How are immigration raids connected to hot dogs, KFC and pepperoni? Workplace raids remove hundreds of workers from companies which, in turn, force companies either to raise prices or go out of business. One connection, then, between immigration raids and hot dogs and pepperoni is to wallets. Food prices can soar by five to six percent while livestock production can fall by 13 to 27 percent; fruit by 61 percent and vegetables by 31 percent [http://immigrationimpact.com/2017/08/14/farmers-struggle-labor-food-prices/].

Labor shortages are not the only reason for going out of business, another is customer shortages. Undocumented immigrants are consumers. They buy groceries, clothes, shoes, TVs and cars. When they disappear, small and big businesses alike will close down. People will lose jobs.

A more important connection, perhaps, is to government treasuries. Contrary to popular myth, undocumented immigrants are taxpayers. When Alabama passed its immigration law, HB 56, in 2011, it cost the state $10.8 billion in lost income and tax revenues when 40,000 – 80,000 Latinos fled the state [https://www.vice.com/en_us/article/8gk7nx/what-alabamas-failed-anti-immigration-law-can-teach-us-about-donald-trump]. In 2014 alone, Tennessee immigrants paid $1.5 billion in federal taxes and $493.9 million in state and local taxes. [http://immigrationimpact.com/2018/04/12/worksite-raid-tennessee-immigration-enforcement/].

Soaring food prices would not be limited to meat and seafood. When Georgia passed immigration law, HB 87, in 2011, farmworkers disappeared, leaving crops to rot in the fields and an estimated $140 million in agricultural losses [https://www.forbes.com/sites/realspin/2012/05/17/the-law-of-unintended-consequences-georgias-immigration-law-backfires/#5da4ad67492a]. In August 2018, immigration raids in Nebraska targeted a tomato greenhouse, among other businesses, and arrested 133 workers. The tomato greenhouse which processed 250,000 pounds of tomatoes each week lost 2/3 of its workers [http://immigrationimpact.com/2018/08/13/immigration-raid-nebraska-agriculture-industry/].

Why don’t Americans replace the meatpackers and farmworkers? Farm and business owners complain that Americans are unwilling to do such strenuous labor. That Americans may not want to spend 12 hours a day, bent in half, planting zucchini or gutting chickens is no surprise. But, in contrast to Central Americans and Mexicans who perform back-breaking labor for next to nothing because they have no choice, Americans would demand a living wage.

The construction, hospitality and health care industries have also been targets of immigration raids, although punishment appears restricted to workers because companies have not been charged. Furthermore, raids are not limited to work places. They routinely happen in homes, schools, churches, even hospitals and courtrooms.

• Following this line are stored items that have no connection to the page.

Issue #817, opened 2022-06-24
Functions set_diagonal(tensor, opts \\ []) , and indexed_set(target, indices, updates)


RD314:
It would be great if `set_diagonal(tensor, opts \\ []) ` and ` indexed_set(target, indices, updates) ` can be added. 

It would complement the operations allowed already. Slicing and access syntax allow setting the values to columns or rows, or individual "cells". 

Setting diagonal or other set of "cells" can be now done only by some cycle accessing and setting each diagonal value. 
There are functions that can be used as a head start: 
1) Accesign diagonal: `make_diagonal(tensor, opts \\ [])`, `take_diagonal(tensor, opts \\ [])`.
2) Adding value to the enumerated list of indexes: ` indexed_add(target, indices, updates)`.

For setting the diagonal the workaround is to take the diagonal values and subtract them from matrix, e.g. 
```
#make diagonal zero and add new value
t = Nx.random_uniform({5,5},1,0.1)
new_diagonal = Nx.random_uniform({5},1, 0.1) 
s = t |> Nx.take_diagonal() |> Nx.make_diagonal()
Nx.subtract(t, s) |> Nx.add(Nx.make_diagonal(new_diagonal))
```
The issue I see with this is that subtracting leads to rounding errors, and efficiency of the workaround.

The function ` indexed_set(target, indices, updates) ` has the similar logic and would be great complement to `indexed_add(target, indices, updates)`.

josevalim:
We would love a PR that adds `Nx.put_diagonal/3`. `Nx.indexed_put/3` would be welcome as well.

polvalente:
@RD314 do you plan on sending a PR on this? Just asking so we avoid having multiple people working on the same thing :)

RD314:
@polvalente the short answer Is no. It would be great if you can address this need.

polvalente:
> @polvalente the short answer Is no. It would be great if you can address this need.

@RD314 don't worry! I just didn't want to steal this from you :)
Hopefully we'll have a PR on this later this week

Benjamin-Philip:
> Hopefully we'll have a PR on this later this week

I am working on this right now.

PR #829, opened 2022-06-28
Add `indexed_put`

Benjamin-Philip:
See #817.

Adds the `indexed_put` function.

### DIFF
--- a/exla/lib/exla/defn.ex
+++ b/exla/lib/exla/defn.ex
@@ -1064,6 +1064,54 @@ defmodule EXLA.Defn do
     )
   end
 
+  defp to_operator(
+         :indexed_put,
+         [target, indices, updates],
+         %{type: type},
+         state
+       ) do
+    target = to_type(target, type)
+    updates = to_type(updates, type)
+
+    args = [%{type: type, shape: {}}, %{type: type, shape: {}}]
+    scatter_fn = op_computation(:add, args, state)
+
+    rank = target |> op_shape() |> tuple_size()
+    # indices_rank is guaranteed to be 2 by Nx.Shape
+    indices_rank = 2
+    rank_diff = rank - indices_rank + 1
+
+    indices_shape = op_shape(indices)
+
+    indices_shape =
+      [List.duplicate(1, rank_diff) | Tuple.to_list(indices_shape)]
+      |> List.flatten()
+      |> List.to_tuple()
+
+    indices = EXLA.Op.reshape(indices, indices_shape)
+
+    # If indices has shape {x, y}, updates is guaranteed by Nx.Shape to
+    # have shape {x}, so if we reshaped indices to {..., x, y}, we need to
+    # reshape updates to {..., x}
+
+    updates_shape = Tuple.delete_at(indices_shape, tuple_size(indices_shape) - 1)
+
+    updates = EXLA.Op.reshape(updates, updates_shape)
+
+    axes = axes_for_rank(rank)
+
+    EXLA.Op.scatter(
+      target,
+      indices,
+      updates,
+      scatter_fn,
+      rank,
+      [],
+      axes,
+      axes
+    )
+  end
+
   defp to_operator(:map, [arg, _opts, fun], %{shape: shape, type: type}, _state) do
     arg = to_type(arg, type)
     EXLA.Op.map(arg, fun, Nx.axes(shape))
--- a/exla/lib/exla/defn.ex
+++ b/exla/lib/exla/defn.ex
@@ -1018,105 +1018,28 @@ defmodule EXLA.Defn do
 
   defp to_operator(
          :indexed_add,
-         [target, indices, updates],
-         %{type: type},
+         tensors,
+         %{type: type} = out,
          state
        ) do
-    target = to_type(target, type)
-    updates = to_type(updates, type)
-
     args = [%{type: type, shape: {}}, %{type: type, shape: {}}]
     scatter_fn = op_computation(:add, args, state)
 
-    rank = target |> op_shape() |> tuple_size()
-    # indices_rank is guaranteed to be 2 by Nx.Shape
-    indices_rank = 2
-    rank_diff = rank - indices_rank + 1
-
-    indices_shape = op_shape(indices)
-
-    indices_shape =
-      [List.duplicate(1, rank_diff) | Tuple.to_list(indices_shape)]
-      |> List.flatten()
-      |> List.to_tuple()
-
-    indices = EXLA.Op.reshape(indices, indices_shape)
-
-    # If indices has shape {x, y}, updates is guaranteed by Nx.Shape to
-    # have shape {x}, so if we reshaped indices to {..., x, y}, we need to
-    # reshape updates to {..., x}
-
-    updates_shape = Tuple.delete_at(indices_shape, tuple_size(indices_shape) - 1)
-
-    updates = EXLA.Op.reshape(updates, updates_shape)
-
-    axes = axes_for_rank(rank)
-
-    EXLA.Op.scatter(
-      target,
-      indices,
-      updates,
-      scatter_fn,
-      rank,
-      [],
-      axes,
-      axes
-    )
+    scatter(scatter_fn, tensors, out)
   end
 
-  defp to_operator(
-         :indexed_put,
-         [target, indices, updates],
-         %{type: type},
-         state
-       ) do
-    target = to_type(target, type)
-    updates = to_type(updates, type)
-
+  defp to_operator(:indexed_put, tensors, out, state) do
     # Build update computation
 
     subbuilder = subbuilder(state.builder, "scatter_reduction")
 
-    param_shape = EXLA.Shape.make_shape(type, {})
+    param_shape = EXLA.Shape.make_shape(out.type, {})
     _left = EXLA.Op.parameter(subbuilder, 0, param_shape, "left")
     right = EXLA.Op.parameter(subbuilder, 1, param_shape, "right")
 
     scatter_fn = EXLA.Builder.build(right)
 
-    rank = target |> op_shape() |> tuple_size()
-    # indices_rank is guaranteed to be 2 by Nx.Shape
-    indices_rank = 2
-    rank_diff = rank - indices_rank + 1
-
-    indices_shape = op_shape(indices)
-
-    indices_shape =
-      [List.duplicate(1, rank_diff) | Tuple.to_list(indices_shape)]
-      |> List.flatten()
-      |> List.to_tuple()
-
-    indices = EXLA.Op.reshape(indices, indices_shape)
-
-    # If indices has shape {x, y}, updates is guaranteed by Nx.Shape to
-    # have shape {x}, so if we reshaped indices to {..., x, y}, we need to
-    # reshape updates to {..., x}
-
-    updates_shape = Tuple.delete_at(indices_shape, tuple_size(indices_shape) - 1)
-
-    updates = EXLA.Op.reshape(updates, updates_shape)
-
-    axes = axes_for_rank(rank)
-
-    EXLA.Op.scatter(
-      target,
-      indices,
-      updates,
-      scatter_fn,
-      rank,
-      [],
-      axes,
-      axes
-    )
+    scatter(scatter_fn, tensors, out)
   end
 
   defp to_operator(:map, [arg, _opts, fun], %{shape: shape, type: type}, _state) do
@@ -1338,6 +1261,46 @@ defmodule EXLA.Defn do
       end
 
     apply(exla_op, [tensor, n])
+  end
+
+  defp scatter(scatter_fn, [target, indices, updates], %{type: type}) do
+    target = to_type(target, type)
+    updates = to_type(updates, type)
+
+    rank = target |> op_shape() |> tuple_size()
+    # indices_rank is guaranteed to be 2 by Nx.Shape
+    indices_rank = 2
+    rank_diff = rank - indices_rank + 1
+
+    indices_shape = op_shape(indices)
+
+    indices_shape =
+      [List.duplicate(1, rank_diff) | Tuple.to_list(indices_shape)]
+      |> List.flatten()
+      |> List.to_tuple()
+
+    indices = EXLA.Op.reshape(indices, indices_shape)
+
+    # If indices has shape {x, y}, updates is guaranteed by Nx.Shape to
+    # have shape {x}, so if we reshaped indices to {..., x, y}, we need to
+    # reshape updates to {..., x}
+
+    updates_shape = Tuple.delete_at(indices_shape, tuple_size(indices_shape) - 1)
+
+    updates = EXLA.Op.reshape(updates, updates_shape)
+
+    axes = axes_for_rank(rank)
+
+    EXLA.Op.scatter(
+      target,
+      indices,
+      updates,
+      scatter_fn,
+      rank,
+      [],
+      axes,
+      axes
+    )
   end
 
   ## Cache and hook helpers helpers
--- a/exla/lib/exla/defn.ex
+++ b/exla/lib/exla/defn.ex
@@ -1073,8 +1073,15 @@ defmodule EXLA.Defn do
     target = to_type(target, type)
     updates = to_type(updates, type)
 
-    args = [%{type: type, shape: {}}, %{type: type, shape: {}}]
-    scatter_fn = op_computation(:add, args, state)
+    # Build update computation
+
+    subbuilder = subbuilder(state.builder, "scatter_reduction")
+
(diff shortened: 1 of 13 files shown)


nx/lib/nx.ex
```diff
@@ -5176,15 +5176,93 @@ defmodule Nx do
...
+      #Nx.Tensor<
+        s64[1][2][3]
+        [
+          [
+            [0, 1, 2],
+            [3, 4, 5]
+          ]
+        ]
+      >
+      iex> indices = Nx.tensor([[0, 0, 0], [0, 1, 1], [0, 0, 0], [0, 0, 2], [0, 1, 2]])
```
Benjamin-Philip, line 5203: Will we allow repeats of a index?

polvalente: I don't see a reason to prohibit them. indexed_add already accepts repeated indices, as well as take/gather and friends.

There would be a performance hit in checking for repeated indices as well

polvalente: We should document the behaviour for this explictly, though

nx/lib/nx.ex
```diff
@@ -5176,15 +5176,93 @@ defmodule Nx do
...
+  @doc """
+  Performs an indexed `set` operation on the `target` tensor,
+  setting the `updates` into the corresponding `indices` positions.
+
+  `indices` must be a fully qualified tensor of shape `{n, Nx.rank(target)}`, with `n`
+  being an arbitrary number of indices, while `updates` must have a compatible `{n}` shape.
+
+  ### Examples
+
+      iex> t = Nx.iota({1, 2, 3})
```
polvalente, line 5193: I think the first example should happen o a zero-tensor instead, for clarity. 
It should also leave one position unset

nx/lib/nx.ex
polvalente, line 5203: I think we should put repeated indices as a separate example to highlight the behavior

nx/lib/nx.ex
```diff
@@ -5176,15 +5176,93 @@ defmodule Nx do
...
+
+      iex> Nx.indexed_set(Nx.tensor([[1], [2]]), Nx.tensor([[1, 2, 3]]), Nx.tensor([0]))
+      ** (ArgumentError) expected indices to have shape {*, 2}, got: {1, 3}
+
+      iex> Nx.indexed_set(Nx.tensor([[1], [2]]), Nx.tensor([[1, 2]]), Nx.tensor([0, 1]))
+      ** (ArgumentError) expected updates tensor to match the first axis of indices tensor with shape {1, 2}, got {2}
+  """
+  @doc type: :indexed
+  def indexed_set(target, indices, updates) do
+    {target, indices, updates, type} = indexed_op(target, indices, updates)
```
polvalente, line 5251: You could pass : indexed_add/:indexed_set as an argument and call apply/3 inside of indexed_op/4

nx/lib/nx.ex
```diff
@@ -5176,15 +5176,93 @@ defmodule Nx do
...
+      ** (ArgumentError) updates must be a rank 1 tensor, got: 2
+
+      iex> Nx.indexed_set(Nx.tensor([[1], [2]]), Nx.tensor([[1, 2, 3]]), Nx.tensor([0]))
+      ** (ArgumentError) expected indices to have shape {*, 2}, got: {1, 3}
+
+      iex> Nx.indexed_set(Nx.tensor([[1], [2]]), Nx.tensor([[1, 2]]), Nx.tensor([0, 1]))
+      ** (ArgumentError) expected updates tensor to match the first axis of indices tensor with shape {1, 2}, got {2}
+  """
+  @doc type: :indexed
+  def indexed_set(target, indices, updates) do
```
jonatanklosko, line 5250: My vote goes to `indexed_put` (the same wording as most built-in data structures), or alternatively `indexed_replace` if we prefer to match `List.replace_at`.

polvalente: `indexed_put` goes well with `put_slice` :)

polvalente: I think José suggested `indexed_put` as the name for this function, actually

Benjamin-Philip: In that case I'll rename the PR and the function.

Benjamin-Philip:
@polvalente, I have implemented `indexed_put` for the binary backend, however the patch is not compiling due to some errors (and the `--warnings-as-errors` flag in the ci). So, in order to run the tests, you will have to checkout locally and test until I fix the warnings.

Benjamin-Philip:
I am going to work on a Torchx implementation now.

nx/lib/nx/shape.ex
```diff
@@ -831,8 +831,8 @@ defmodule Nx.Shape do
 
   defp validate_strides!(_, _), do: :ok
 
-  @doc "Validates the input shapes for `Nx.indexed_add/3`"
-  def indexed_add(
+  @doc "Validates the input shapes for `Nx.indexed_*/3`"
+  def indexed(
```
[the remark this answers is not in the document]
jonatanklosko: This is a private module, so we are good :)

nx/lib/nx.ex
```diff
@@ -5176,15 +5176,114 @@ defmodule Nx do
...
+    impl = fn target, indices, updates, out ->
+      impl!(target, indices, updates).indexed_add(out, target, indices, updates)
+    end
+
+    indexed_op(target, indices, updates, impl)
+  end
+
+  @doc """
+  Performs an indexed `set` operation on the `target` tensor,
+  setting the `updates` into the corresponding `indices` positions.
```
jonatanklosko, line 5188:
```suggestion
  Puts individual values from `updates` into the given tensor at the corresponding `indices`.
```

nx/lib/nx.ex
```diff
@@ -5176,15 +5176,114 @@ defmodule Nx do
...
+      ** (ArgumentError) updates must be a rank 1 tensor, got: 2
+
+      iex> Nx.indexed_put(Nx.tensor([[1], [2]]), Nx.tensor([[1, 2, 3]]), Nx.tensor([0]))
+      ** (ArgumentError) expected indices to have shape {*, 2}, got: {1, 3}
+
+      iex> Nx.indexed_put(Nx.tensor([[1], [2]]), Nx.tensor([[1, 2]]), Nx.tensor([0, 1]))
+      ** (ArgumentError) expected updates tensor to match the first axis of indices tensor with shape {1, 2}, got {2}
+  """
+  @doc type: :indexed
+  def indexed_put(target, indices, updates) do
```
jonatanklosko, line 5267: For consistency with other functions :)

```suggestion
  def indexed_put(tensor, indices, updates) do
```

nx/lib/nx/binary_backend.ex
```diff
@@ -1671,12 +1671,40 @@ defmodule Nx.BinaryBackend do
...
+
+  # # Parameters
+
+  # - `out` - output tensor
+  # - `target` - target tensor
+  # - `indices` - tensor with indices to update
+  # - `updates` - tensor with updates to make
+  # - `resolve_updates` - anonymous function to resolve repeated updates
+  # - `update_element` - anonymous function that updates an element, given
+  #    the current element and the update
```
jonatanklosko, line 1699: I think it's fine to skip this, since it's a private function and from context it's pretty straightforward what the arguments are :)

nx/test/nx_test.exs
```diff
@@ -818,6 +818,88 @@ defmodule NxTest do
...
+      n = 5
+
+      indices =
+        Nx.tensor(
+          for row <- 0..(n - 1), col <- 0..(n - 1) do
+            [row, col]
+          end
+        )
+
+      updates = 0..(n * n - 1) |> Enum.map(fn _ -> 1 end) |> Nx.tensor()
```
jonatanklosko, line 832:
```suggestion
      updates = List.duplicate(1, n * n) |> Nx.tensor()
```

nx/test/nx_test.exs
```diff
@@ -818,6 +818,88 @@ defmodule NxTest do
...
+
+    test "single-index regression" do
+      n = 5
+
+      # 1D case
+      zeros = List.duplicate(0, n)
+      upd = Nx.tensor([1])
+
+      for i <- 0..(n - 1) do
+        result = Nx.tensor(List.update_at(zeros, i, fn _ -> 1 end))
```
jonatanklosko, line 856:
```suggestion
        result = Nx.tensor(List.replace_at(zeros, i, 1))
```

nx/lib/nx.ex
```diff
@@ -5176,15 +5176,114 @@ defmodule Nx do
...
+
+  @doc """
+  Performs an indexed `set` operation on the `target` tensor,
+  setting the `updates` into the corresponding `indices` positions.
+
+  `indices` must be a fully qualified tensor of shape `{n, Nx.rank(target)}`, with `n`
+  being an arbitrary number of indices, while `updates` must have a compatible `{n}` shape.
+
+  In case of repeating indices, the last occurence of index and its corresponding update
+  value wins.
```
polvalente, line 5194:
```suggestion
  value takes precedence.
```

nx/lib/nx.ex
```diff
@@ -5176,15 +5176,114 @@ defmodule Nx do
...
+
```
polvalente, line 5195:
```suggestion

  See also: `indexed_add/3`, `gather/2`, `take/3`, `take_along_axis/3`
```

nx/lib/nx.ex
```diff
@@ -5176,15 +5176,114 @@ defmodule Nx do
...
+        s64[1][2][3]
+        [
+          [
+            [2, 1, -2],
+            [3, 3, 5]
+          ]
+        ]
+      >
+
+  Type promotions should happen automatically.
```
polvalente, line 5233:
```suggestion
  Type promotions should happen automatically, with the resulting type being the combination of the `target` type and the `updates` type.
```

nx/lib/nx.ex
polvalente: I would keep it as `target` for consistency with `indexed_add` and because we're operating on 3 different tensors here

nx/lib/nx.ex
```diff
@@ -5176,15 +5176,114 @@ defmodule Nx do
...
 
     type = binary_type(target, updates)
 
-    Nx.Shape.indexed_add(target, indices, updates)
+    Nx.Shape.indexed(target, indices, updates)
+
+    out = %{target | type: type}
 
-    impl!(target, indices, updates).indexed_add(%{target | type: type}, target, indices, updates)
+    impl.(target, indices, updates, out)
```
polvalente, line 5286:
```suggestion
    apply(impl!(target, indices, updates), function, [out, target, indices, updates])
```

nx/lib/nx.ex
```diff
@@ -5176,15 +5176,114 @@ defmodule Nx do
...
+  @doc type: :indexed
+  def indexed_put(target, indices, updates) do
+    impl = fn target, indices, updates, out ->
+      impl!(target, indices, updates).indexed_put(out, target, indices, updates)
+    end
+
+    indexed_op(target, indices, updates, impl)
+  end
+
+  defp indexed_op(target, indices, updates, impl) do
```
polvalente, line 5275:
```suggestion
    indexed_op(target, indices, updates, :indexed_put)
  end

  defp indexed_op(target, indices, updates, function) do
```

polvalente: This and the suggestion below seems better to avoid floating anonymous functions around. Also makes things clearer in the sense that the implicit contract for the anonymous function had `out` as the last argument instead of the usual first one

nx/lib/nx/backend.ex
```diff
@@ -92,6 +92,7 @@ defmodule Nx.Backend do
   @callback window_scatter_max(out :: tensor, tensor, tensor, tensor, shape, keyword) :: tensor
   @callback window_scatter_min(out :: tensor, tensor, tensor, tensor, shape, keyword) :: tensor
   @callback indexed_add(out :: tensor, tensor, tensor, tensor) :: tensor
+  @callback indexed_put(out :: tensor, tensor, tensor, tensor) :: tensor
```
polvalente, line 95:
```suggestion
  @callback indexed_add(out :: tensor, target :: tensor, indices :: tensor, updates :: tensor) :: tensor
  @callback indexed_put(out :: tensor, target :: tensor, indices :: tensor, updates :: tensor) :: tensor
```

nx/lib/nx/binary_backend.ex
```diff
@@ -1671,12 +1671,40 @@ defmodule Nx.BinaryBackend do
...
   @impl true
-  def indexed_add(
-        %T{} = out,
-        %T{shape: shape, type: {_, target_size}} = target,
-        %T{shape: {indices_rows, _indices_cols} = indices_shape} = indices,
-        %T{shape: {indices_rows}} = updates
-      ) do
+  def indexed_add(out, target, indices, updates) do
+    resolve_updates = fn upds -> Enum.reduce(upds, 0, &+/2) end
+    update_element = fn cur, upd -> cur + upd end
```
polvalente, line 1676:
```suggestion
    update_element = &+/2
```

nx/lib/nx.ex
jonatanklosko: Yeah, what I meant was to align `indexed_add` as well. If we want `target` then we should align `put_slice` as well, though I think `tensor` works for the leading argument, especially if it matches the wording in the docs. Sidenote: `take`/`take_along_axis`/`gather` use `tensor` instead of `source` :D

polvalente: I'd rather align other functions with `target`/`source` terminology, but I'm not set too hard on this

jonatanklosko: Me neither, @josevalim feel free to opine on this :D

Benjamin-Philip: I think that indexed_add, and indexed_put should retain the target terminology as it resolves any ambiguity in the difference between the 3 tensors.

On the other hand, for other functions, I don't think it makes any difference except the 3 tensors.

Benjamin-Philip:
Should I make the changes that apply to indexed_add as well in this PR, or in a seperate PR?

polvalente:
> Should I make the changes that apply to indexed_add as well in this PR, or in a seperate PR?

@Benjamin-Philip you can use this same PR!

exla/lib/exla/defn.ex
```diff
@@ -1064,6 +1064,54 @@ defmodule EXLA.Defn do
...
+         :indexed_put,
+         [target, indices, updates],
+         %{type: type},
+         state
+       ) do
+    target = to_type(target, type)
+    updates = to_type(updates, type)
+
+    args = [%{type: type, shape: {}}, %{type: type, shape: {}}]
+    scatter_fn = op_computation(:add, args, state)
```
Benjamin-Philip, line 1077: I'm having some trouble to find an update computation that will return the rhs, so that we can scatter in place instead of adding.

jonatanklosko: You can build the computation from scratch, something like this:

```elixir
defp scatter_reduction_computation(state) do
  subbuilder = subbuilder(state.builder, :scatter_reduction)

  param_shape = EXLA.Shape.make_shape(type, {})
  left = EXLA.Op.parameter(subbuilder, 0, param_shape, "left")
  right = EXLA.Op.parameter(subbuilder, 1, param_shape, "right")
  
  tuple = EXLA.Op.tuple(subbuilder, [left, right])
  result = EXLA.Op.get_tuple_element(subbuilder, 1)
  
  EXLA.Builder.build(result)
end
```

Benjamin-Philip:
Done!

exla/lib/exla/defn.ex
Benjamin-Philip: Thanks!

exla/lib/exla/defn.ex
```diff
@@ -1064,6 +1064,61 @@ defmodule EXLA.Defn do
...
+    EXLA.Op.scatter(
+      target,
+      indices,
+      updates,
+      scatter_fn,
+      rank,
+      [],
+      axes,
+      axes
+    )
```
jonatanklosko, line 1119: The only difference from `:indexed_add` is the `scatter_fn` right? We can move all of that to private `scatter` function and pass the built computation as an additional argument.

Benjamin-Philip: Yes. That's what I meant by "DRYing".

jonatanklosko (approved):
Fantastic :)

Benjamin-Philip:
Sure thing! I also want to implement put_diagonal.

nx/lib/nx.ex
josevalim: I would go with `tensor` for consistency. indices and updates is enough to make it clear what it is.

Apart from damage to wallets and treasuries, let us not forget the human cost of immigration raids, which render children parent-less. Hundreds of children missed school the day after the Tennessee raid, after returning to a home with no mommy or daddy or both, and realizing they were on their own. One 16-year-old boy said, ”my mother is the only person I have. I live alone now.” [https://www.nytimes.com/interactive/2018/06/11/us/tennessee-immigration-trump.html].

Fear can trump common sense. Instead of thanking the magicians who put food on our tables and appreciating their labor, why do we revile them and wish they would disappear? If our wish was granted and 11+ million undocumented were deported, it could cost an estimated $400 billion. This could bring the American economy to its knees or even economic collapse. Can you imagine a more perfect example of shooting oneself in the foot?